PR #2392, opened 2026-01-17
Add reproduction log

izzat5233:
## Setup
- OS: macOS 26.2
- Chip: Apple M3 Pro

## Results
All numbers match the markdown results exactly.

## Issue Encountered
Running `pyserini.eval.trec_eval` breaks due to missing `__init__.py` files in `pyserini/resources/` and `pyserini/resources/jars/`. This is because these files are called in this line: `importlib.resources.files("pyserini.resources.jars")` so they need to be modules not folders. I added them in the PR to fix this.

I also noticed a typo in one of the commands and fixed it.


lintool:
hi @izzat5233 can you provide the simplest example the triggers an error requiring `__init__.py`?

lintool:
Ah. It says in our README: https://github.com/castorini/pyserini/?tab=readme-ov-file#-installation

> Pyserini is built on Python 3.11...

Seems like you're on Python 3.12, which is why none of our other users have encountered this issue before.

PR #2394, opened 2026-01-19
Add unittests for query iterators

clides:
Added unittest for MBEIR, Default, Kilt, Multimodal query iterators

### DIFF
--- a/tests/core/test_query_iterator.py
+++ b/tests/core/test_query_iterator.py
@@ -96,7 +96,7 @@ class TestQueryIterators(unittest.TestCase):
             self.assertEqual(result['query_modality'], 'text')
 
             with self.assertRaises(FileNotFoundError):
-                iterator.get_query("invalid_img")
+                iterator.get_query("invalid_image")
 
             result = iterator.get_query("empty_text_string")
             self.assertEqual(result['query_txt'], '')


tests/core/test_query_iterator.py
```diff
@@ -0,0 +1,116 @@
...
+                "query_img_path": "",
+                "query_modality": "text",
+                "instr_file": "sample_instructions.txt"
+            },
+            "missing_field": {
+                "qid": "missing_field",
+                "query_txt": "Query with missing image path field",
+                "query_modality": "text",
+                "instr_file": "sample_instructions.txt"
+            }
```
sahel-sh, line 62: please add image only as well,
also one with invalid image path

tests/core/test_query_iterator.py
```diff
@@ -0,0 +1,116 @@
...
+        with tempfile.TemporaryDirectory() as temp_dir:
+            iterator = MBEIRQueryIterator(test_topics, topic_dir=temp_dir)
+            
+            result = iterator.get_query("text_only")
+            self.assertIsNone(result['query_img_path'])
+            self.assertEqual(result['query_modality'], 'text')
+            
+            result = iterator.get_query("null_string")
+            expected_path1 = os.path.join(temp_dir, "null")
+            self.assertEqual(result['query_img_path'], expected_path1)
```
sahel-sh: hm, I thought you replace this with none, how come it is still tempdir/null?

tests/core/test_query_iterator.py
```diff
@@ -0,0 +1,116 @@
...
+            result = iterator.get_query("empty_string")
+            self.assertIsNone(result['query_img_path'])
+            self.assertEqual(result['query_modality'], 'text')
+            
+            result = iterator.get_query("valid_image")
+            expected_path2 = os.path.join(temp_dir, "images/test.jpg")
+            self.assertEqual(result['query_img_path'], expected_path2)
+            self.assertEqual(result['query_modality'], 'image,text')
+
+            result = iterator.get_query("missing_field")
```
sahel-sh, line 94: some times the txt key can be missing, could please add a test for this case as well?

tests/core/test_query_iterator.py
clides: Added image only
Currently the MBEIRQueryIterator does not check for invalid image path, do you want me to add a test for it in this PR and add the check in another PR? Also currently the MBEIRQueryIterator does not check if the image path is empty string (""), I could add that in the other PR as well.

tests/core/test_query_iterator.py
clides: Oops, fixed

tests/core/test_query_iterator.py
clides: Added

PR #2396, opened 2026-01-21
Integrating MM-Embed

clides:
Integrated MM-Embed to Pyserini (both document and query encoders)

TODO:
- [ ] Currently the instructions handling code is copied directly from uniir-for-pyserini, maybe move them to a utils file in the future so both UniIR models and MM-Embed can use it
- [ ] Figure out the compatibility issues for the dependencies (the working dependencies with MM-Embed are listed under the optional dependency section I've added)
- [ ] If approved by Jimmy or Sahel, add 2CR pages and prebuilt indexes

For recall@5 scores, pyserini integration for CIRR dataset have 0.5211 vs 0.53 for the score recorded in the paper

### DIFF
--- a/pyserini/resources/index-metadata/faiss-flat.m-beir.20250813.a9ec58.README.md
+++ b/pyserini/resources/index-metadata/faiss-flat.m-beir.20250813.a9ec58.README.md
@@ -46,3 +46,24 @@ python -m pyserini.index.faiss \
     --metric inner
 ```
 
+MM-Embed model:
+```bash
+python -m pyserini.encode \
+  input --corpus M-BEIR/cand_pool/local/mbeir_{dataset}_cand_pool.jsonl \
+        --fields img_path modality txt did \
+        --docid-field did \
+  output --embeddings encode/m-beir-{dataset}.mm-embed \
+  encoder --encoder nvidia/MM-Embed \
+          --encoder-class mm-embed \
+          --device cuda:0 \
+          --multimodal \
+          --fields img_path modality txt did \
+          --batch-size 16 --max-length 4096
+
+python -m pyserini.index.faiss \
+    --input encode/m-beir-{dataset}.mm-embed \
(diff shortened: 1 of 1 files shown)


pyproject.toml
```diff
@@ -64,3 +64,12 @@ optional = [
     "pybind11>=2.11.0",
     "uniir-for-pyserini>=0.1.2"
 ]
+mm-embed = [
```
sahel-sh, line 67: only freeze what is absolutely needed and remove those that are part of the core dependencies already:
like scipy and numpy, check for other duplicates.

pyserini/encode/__main__.py
```diff
@@ -58,6 +58,8 @@ def init_encoder(encoder, encoder_class, device, pooling, l2_norm, prefix, multi
         kwargs.update(dict(l2_norm=True))
         if encoder_class is None: # check if the uniir-for-pyserini package is installed
             raise ValueError("UniIR's corpus encoder class is not available (as the uniir-for-pyserini package is not installed or CLIP is not installed). Please run 'pip install pyserini[optional]' to install the uniir-for-pyserini package and run 'pip install git+https://github.com/openai/CLIP.git' to install CLIP.")
+    if _encoder_class == 'mm-embed':
```
sahel-sh, line 63: hm, it is strange that this one doesn't do normalization, I didn't see anything related to pooling either, do you know what's the situation with pooling?

pyproject.toml
clides: I've added those since when i downgraded torch and transformers before, those versions also need to be changed otherwise theres pip errors

pyserini/encode/__main__.py
clides: IIRC ive checked before and the model does internal normalization, when i checked the embedding weights, it adds up to 1, not sure about pooling

Issue #1365, opened 2026-06-30
Build infrastructure and CI failing in newest PowerShell and clean state VMs


astaykov:
Couple of infrastructure components would fail on newer PowerShell versions (7.6.3+) and clean images. This is related to how PS registers PSGallery as valid source and general push to move away from Install-Module towards PSResourceGet.
Issue becoming visible in our CI builds, e.g. https://github.com/microsoft/zerotrustassessment/actions/runs/28400507463/job/84150219451

PR #1367, opened 2026-06-30
#1365 fix PSGallery registration

astaykov:
#1365 fix PSGallery reigstration for build infrastructure components


alexandair (approved):
LGTM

● ● ● ● ●

Copy every line above without altering a word.

PR #2392, opened 2026-01-17
Add reproduction log

izzat5233:
## Setup
- OS: macOS 26.2
- Chip: Apple M3 Pro

## Results
All numbers match the markdown results exactly.

## Issue Encountered
Running `pyserini.eval.trec_eval` breaks due to missing `__init__.py` files in `pyserini/resources/` and `pyserini/resources/jars/`. This is because these files are called in this line: `importlib.resources.files("pyserini.resources.jars")` so they need to be modules not folders. I added them in the PR to fix this.

I also noticed a typo in one of the commands and fixed it.


lintool:
hi @izzat5233 can you provide the simplest example the triggers an error requiring `__init__.py`?

lintool:
Ah. It says in our README: https://github.com/castorini/pyserini/?tab=readme-ov-file#-installation

> Pyserini is built on Python 3.11...

Seems like you're on Python 3.12, which is why none of our other users have encountered this issue before.

PR #2394, opened 2026-01-19
Add unittests for query iterators

clides:
Added unittest for MBEIR, Default, Kilt, Multimodal query iterators

### DIFF
--- a/tests/core/test_query_iterator.py
+++ b/tests/core/test_query_iterator.py
@@ -96,7 +96,7 @@ class TestQueryIterators(unittest.TestCase):
             self.assertEqual(result['query_modality'], 'text')
 
             with self.assertRaises(FileNotFoundError):
-                iterator.get_query("invalid_img")
+                iterator.get_query("invalid_image")
 
             result = iterator.get_query("empty_text_string")
             self.assertEqual(result['query_txt'], '')


tests/core/test_query_iterator.py
```diff
@@ -0,0 +1,116 @@
...
+                "query_img_path": "",
+                "query_modality": "text",
+                "instr_file": "sample_instructions.txt"
+            },
+            "missing_field": {
+                "qid": "missing_field",
+                "query_txt": "Query with missing image path field",
+                "query_modality": "text",
+                "instr_file": "sample_instructions.txt"
+            }
```
sahel-sh, line 62: please add image only as well,
also one with invalid image path

tests/core/test_query_iterator.py
```diff
@@ -0,0 +1,116 @@
...
+        with tempfile.TemporaryDirectory() as temp_dir:
+            iterator = MBEIRQueryIterator(test_topics, topic_dir=temp_dir)
+            
+            result = iterator.get_query("text_only")
+            self.assertIsNone(result['query_img_path'])
+            self.assertEqual(result['query_modality'], 'text')
+            
+            result = iterator.get_query("null_string")
+            expected_path1 = os.path.join(temp_dir, "null")
+            self.assertEqual(result['query_img_path'], expected_path1)
```
sahel-sh: hm, I thought you replace this with none, how come it is still tempdir/null?

tests/core/test_query_iterator.py
```diff
@@ -0,0 +1,116 @@
...
+            result = iterator.get_query("empty_string")
+            self.assertIsNone(result['query_img_path'])
+            self.assertEqual(result['query_modality'], 'text')
+            
+            result = iterator.get_query("valid_image")
+            expected_path2 = os.path.join(temp_dir, "images/test.jpg")
+            self.assertEqual(result['query_img_path'], expected_path2)
+            self.assertEqual(result['query_modality'], 'image,text')
+
+            result = iterator.get_query("missing_field")
```
sahel-sh, line 94: some times the txt key can be missing, could please add a test for this case as well?

tests/core/test_query_iterator.py
clides: Added image only
Currently the MBEIRQueryIterator does not check for invalid image path, do you want me to add a test for it in this PR and add the check in another PR? Also currently the MBEIRQueryIterator does not check if the image path is empty string (""), I could add that in the other PR as well.

tests/core/test_query_iterator.py
clides: Oops, fixed

tests/core/test_query_iterator.py
clides: Added

PR #2396, opened 2026-01-21
Integrating MM-Embed

clides:
Integrated MM-Embed to Pyserini (both document and query encoders)

TODO:
- [ ] Currently the instructions handling code is copied directly from uniir-for-pyserini, maybe move them to a utils file in the future so both UniIR models and MM-Embed can use it
- [ ] Figure out the compatibility issues for the dependencies (the working dependencies with MM-Embed are listed under the optional dependency section I've added)
- [ ] If approved by Jimmy or Sahel, add 2CR pages and prebuilt indexes

For recall@5 scores, pyserini integration for CIRR dataset have 0.5211 vs 0.53 for the score recorded in the paper

### DIFF
--- a/pyserini/resources/index-metadata/faiss-flat.m-beir.20250813.a9ec58.README.md
+++ b/pyserini/resources/index-metadata/faiss-flat.m-beir.20250813.a9ec58.README.md
@@ -46,3 +46,24 @@ python -m pyserini.index.faiss \
     --metric inner
 ```
 
+MM-Embed model:
+```bash
+python -m pyserini.encode \
+  input --corpus M-BEIR/cand_pool/local/mbeir_{dataset}_cand_pool.jsonl \
+        --fields img_path modality txt did \
+        --docid-field did \
+  output --embeddings encode/m-beir-{dataset}.mm-embed \
+  encoder --encoder nvidia/MM-Embed \
+          --encoder-class mm-embed \
+          --device cuda:0 \
+          --multimodal \
+          --fields img_path modality txt did \
+          --batch-size 16 --max-length 4096
+
+python -m pyserini.index.faiss \
+    --input encode/m-beir-{dataset}.mm-embed \
(diff shortened: 1 of 1 files shown)


pyproject.toml
```diff
@@ -64,3 +64,12 @@ optional = [
     "pybind11>=2.11.0",
     "uniir-for-pyserini>=0.1.2"
 ]
+mm-embed = [
```
sahel-sh, line 67: only freeze what is absolutely needed and remove those that are part of the core dependencies already:
like scipy and numpy, check for other duplicates.

pyserini/encode/__main__.py
```diff
@@ -58,6 +58,8 @@ def init_encoder(encoder, encoder_class, device, pooling, l2_norm, prefix, multi
         kwargs.update(dict(l2_norm=True))
         if encoder_class is None: # check if the uniir-for-pyserini package is installed
             raise ValueError("UniIR's corpus encoder class is not available (as the uniir-for-pyserini package is not installed or CLIP is not installed). Please run 'pip install pyserini[optional]' to install the uniir-for-pyserini package and run 'pip install git+https://github.com/openai/CLIP.git' to install CLIP.")
+    if _encoder_class == 'mm-embed':
```
sahel-sh, line 63: hm, it is strange that this one doesn't do normalization, I didn't see anything related to pooling either, do you know what's the situation with pooling?

pyproject.toml
clides: I've added those since when i downgraded torch and transformers before, those versions also need to be changed otherwise theres pip errors

pyserini/encode/__main__.py
clides: IIRC ive checked before and the model does internal normalization, when i checked the embedding weights, it adds up to 1, not sure about pooling

Issue #1365, opened 2026-06-30
Build infrastructure and CI failing in newest PowerShell and clean state VMs


astaykov:
Couple of infrastructure components would fail on newer PowerShell versions (7.6.3+) and clean images. This is related to how PS registers PSGallery as valid source and general push to move away from Install-Module towards PSResourceGet.
Issue becoming visible in our CI builds, e.g. https://github.com/microsoft/zerotrustassessment/actions/runs/28400507463/job/84150219451

PR #1367, opened 2026-06-30
#1365 fix PSGallery registration

astaykov:
#1365 fix PSGallery reigstration for build infrastructure components


alexandair (approved):
LGTM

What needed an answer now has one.